Can you make it to the fence?


So what if your edge was a rusty old fence about 100 yards away?

Could you make it to the fence?

No matter how bad things looked, would you have the energy, the motivation, to take another breath, another step towards your that fence on your edge?

Would you consider the fence to be a barrier to keep you stuck or trapped?

Or would you consider the fence to be a beacon to strive for and allow you to break out?

I am the Founder and CEO of Coconut Avenue, Inc. (coconutavenue.com) a book publishing company.

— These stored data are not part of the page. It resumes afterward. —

PR #6590, opened 2020-09-10
Bug 1877858: render ConsoleNotification BannerTop if notification.spec.…

rhamilto:
…location not specified

Fixes https://bugzilla.redhat.com/show_bug.cgi?id=1877858

### DIFF
--- a/frontend/public/components/console-notifier.tsx
+++ b/frontend/public/components/console-notifier.tsx
@@ -16,7 +16,10 @@ const ConsoleNotifier_: React.FC<ConsoleNotifierProps> = ({ obj, location }) => 
     <>
       {_.map(_.get(obj, 'data'), (notification) =>
         notification.spec.location === location ||
-        notification.spec.location === 'BannerTopBottom' ? (
+        notification.spec.location === 'BannerTopBottom' ||
+        // notification.spec.location is optional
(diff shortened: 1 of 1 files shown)


frontend/public/components/console-notifier.tsx
```diff
@@ -16,7 +16,10 @@ const ConsoleNotifier_: React.FC<ConsoleNotifierProps> = ({ obj, location }) =>
     <>
       {_.map(_.get(obj, 'data'), (notification) =>
         notification.spec.location === location ||
-        notification.spec.location === 'BannerTopBottom' ? (
+        notification.spec.location === 'BannerTopBottom' ||
+        // notification.spec.location is optional, so always output the notification
+        // if location is not specified, producing the same result as location: BannerTopBottom
```
spadgett, line 21: I'm OK with this, but I have a slight preference for defaulting to `BannerTop`. I think that's usually what people want.

rhamilto: I went with this because it was the simplest code change...

rhamilto: Updated to default location to `BannerTop` if `location` not specified.

spadgett (approved):
/lgtm

PR #6596, opened 2020-09-11
CONSOLE-2396: Add skip to content component

jessiehuff:
Currently keyboard users have to tab through the entire top nav and then the side nav in order to get to the main content. Adding a skip to content allows keyboard users to quickly and easily get to the main content of a page and helps support section [2.4.1 Bypass Blocks of WCAG](https://www.w3.org/WAI/WCAG21/quickref/?versions=2.0&showtechniques=241#qr-navigation-mechanisms-skip) and the VPAT. It's also only visible if you're using a keyboard so it shouldn't negatively affect anything visually. (When the page loads, press Tab. Focus should move to the skip to content component. Press enter and focus will shift to the main content.)

[CONSOLE-2396](https://issues.redhat.com/browse/CONSOLE-2396)

### DIFF
--- a/frontend/public/components/app.jsx
+++ b/frontend/public/components/app.jsx
@@ -39,7 +39,7 @@ import '../vendor.scss';
 import '../style.scss';
 
 //PF4 Imports
-import { Page } from '@patternfly/react-core';
+import { Page, SkipToContent } from '@patternfly/react-core';
 
 const breakpointMD = 768;
 const NOTIFICATION_DRAWER_BREAKPOINT = 1800;
@@ -164,6 +164,13 @@ class App_ extends React.PureComponent {
                 onNavSelect={this._onNavSelect}
                 onPerspectiveSelected={this._onNavSelect}
               />
+            }
+            skipToContent={
+              <SkipToContent
+                href={`${this.props.location.pathname}${this.props.location.search}#content`}
+              >
+                Skip to Content
+              </SkipToContent>
             }
           >
             <ConnectedNotificationDrawer


jessiehuff:
Something I noticed in adding this component is that when the skip to content is used, it almost looks like a page refresh. I'm wondering if this has something to do with the way that routing is handled? I notice that this doesn't happen in any PF [page demos](https://www.patternfly.org/v4/documentation/react/demos/page) with the skip to content.


Screen Recording 2020-09-11 at 9 46 47 AM

frontend/public/components/app.jsx
```diff
@@ -144,6 +144,7 @@ class App_ extends React.PureComponent {
     const { isNavOpen, isDrawerInline } = this.state;
     const { contextProviderExtensions } = this.props;
     const { productName } = getBrandingDetails();
+    const PageSkipToContent = <SkipToContent href={'#content'}>Skip to Content</SkipToContent>;
```
spadgett, line 147: Hi @jessiehuff, can you pull this outside of render so it's a separate top-level component? If it's an anonymous component here, it will unmount/remount every render of `App`.

spadgett:
> Something I noticed in adding this component is that when the skip to content is used, it almost looks like a page refresh. I'm wondering if this has something to do with the way that routing is handled?

Yes, we use react-router. You see that when you use an `a` element instead of `Link`. You probably need to use `HashLink` in this case. If the PF component doesn't allow it -- it looks like it doesn't -- we might have to roll our own.

jessiehuff:
Nice call out on that!! I created an [issue in PF](https://github.com/patternfly/patternfly-react/issues/4809). It would make sense to me for our skip to content component to be able to accept other router components instead of always rendering as an anchor tag. I think we already do something similar in our [Nav](https://github.com/patternfly/patternfly-react/blob/master/packages/react-core/src/components/Nav/NavItem.tsx#L72) so I'm hoping it shouldn't be too difficult to add that.

jcaianirh (approved):
looks good thanks @jessiehuff

jessiehuff:
I've tested this update in VO, NVDA, and JAWS, and it seems to work in all three screen readers.

spadgett:
Hi, @jessiehuff, do we still have the page refresh problem? Do we need to bump Patternfly?

jessiehuff:
> Hi, @jessiehuff, do we still have the page refresh problem? Do we need to bump Patternfly?

Hi @spadgett! I haven't seen the page refresh problem since updating the href to ```href={`${this.props.location.pathname}#content`}```. After looking into it on the patternfly side, someone from the team noticed that it likely wasn't originally working because of the `<base href="/" />` tag that OpenShift includes. I don't think we'll need to bump patternfly.

spadgett:
> > Hi, @jessiehuff, do we still have the page refresh problem? Do we need to bump Patternfly?
> 
> Hi @spadgett! I haven't seen the page refresh problem since updating the href to `` href={`${this.props.location.pathname}#content`} ``. After looking into it on the patternfly side, someone from the team noticed that it likely wasn't originally working because of the `<base href="/" />` tag that OpenShift includes. I don't think we'll need to bump patternfly.

Does `href="#content"` work?

jessiehuff:
@spadgett Unfortunately that's what I was trying previously which gave me the refresh issue. I think OpenShift sets the base href [here](https://github.com/openshift/console/blob/master/frontend/public/index.html#L5) which becomes `<base href="/" />` so that when I use the relative anchor tag like `href="#content"` on child routes like `/dashboard` it becomes `/#content` instead of `/dashboard#content`.

TheRealJon (commented):
/lgtm

frontend/public/components/app.jsx
```diff
@@ -159,6 +159,11 @@ class App_ extends React.PureComponent {
                 onPerspectiveSelected={this._onNavSelect}
               />
             }
+            skipToContent={
+              <SkipToContent href={`${this.props.location.pathname}#content`}>
```
spadgett, line 163: This will drop any query parameters in the URL I believe.

jessiehuff: Very good point, I hadn't considered that. I just updated it to add that consideration!

TheRealJon (approved):
/lgtm

PR #6611, opened 2020-09-14
Bug 1878653: fixes event source form create button enabled when form is invalid

invincibleJai:
**Fixes**: 
https://issues.redhat.com/browse/ODC-4302

**Analysis / Root cause**: 
event source form create button enabled when form is invalid on clicking on it again

**Solution Description**: 
If type is same as selected type then not needed to update formik values

**Screenshot/Gif**:
Sep-14-2020 15-22-54

image

**Browser conformance**:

One of the first books we published was a self-empowerment, motivational book written by a woman who had one simple life long desire, to be a runner.

However, she was born with Cystic Fibrosis (CF), a disease that affects the lungs and makes it difficult to breathe.

When she was a little girl, this author used to race her classmates to a rusty old fence that surrounded her grade school in Boston.  At first she was winning the races to the fence.  As the CF progressively got worse, she become slower and slower.  Eventually, she could not race anymore.  Even the simplest activities made it hard for her to breathe.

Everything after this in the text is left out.